PR #3711, opened 2023-05-19
Add prop to hide dark mode switch

joshri:
Enterprise imports UserSettings from OSS, and needs to be able to disable the dark mode switch for now.

When running tests, I found a random console error where the `to` prop on Link was undefined in the Logo component, so I fixed that as well

### DIFF
--- a/ui/components/Logo.tsx
+++ b/ui/components/Logo.tsx
@@ -13,15 +13,15 @@ type Props = {
   link?: string;
 };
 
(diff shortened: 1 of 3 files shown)


jpellizzari (approved):
LGTM, but can't EE just hide this with CSS?

joshri:
> LGTM, but can't EE just hide this with CSS?

I guess it could be like `${Switch} {display: none}`? This is hopefully very temporary anyway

= = = =

TASK DESCRIPTION:
All lines in the records above that contain "hide" are to be reported.

RESULT FOR THIS EXERCISE:
Add prop to hide dark mode switch
LGTM, but can't EE just hide this with CSS?
> LGTM, but can't EE just hide this with CSS?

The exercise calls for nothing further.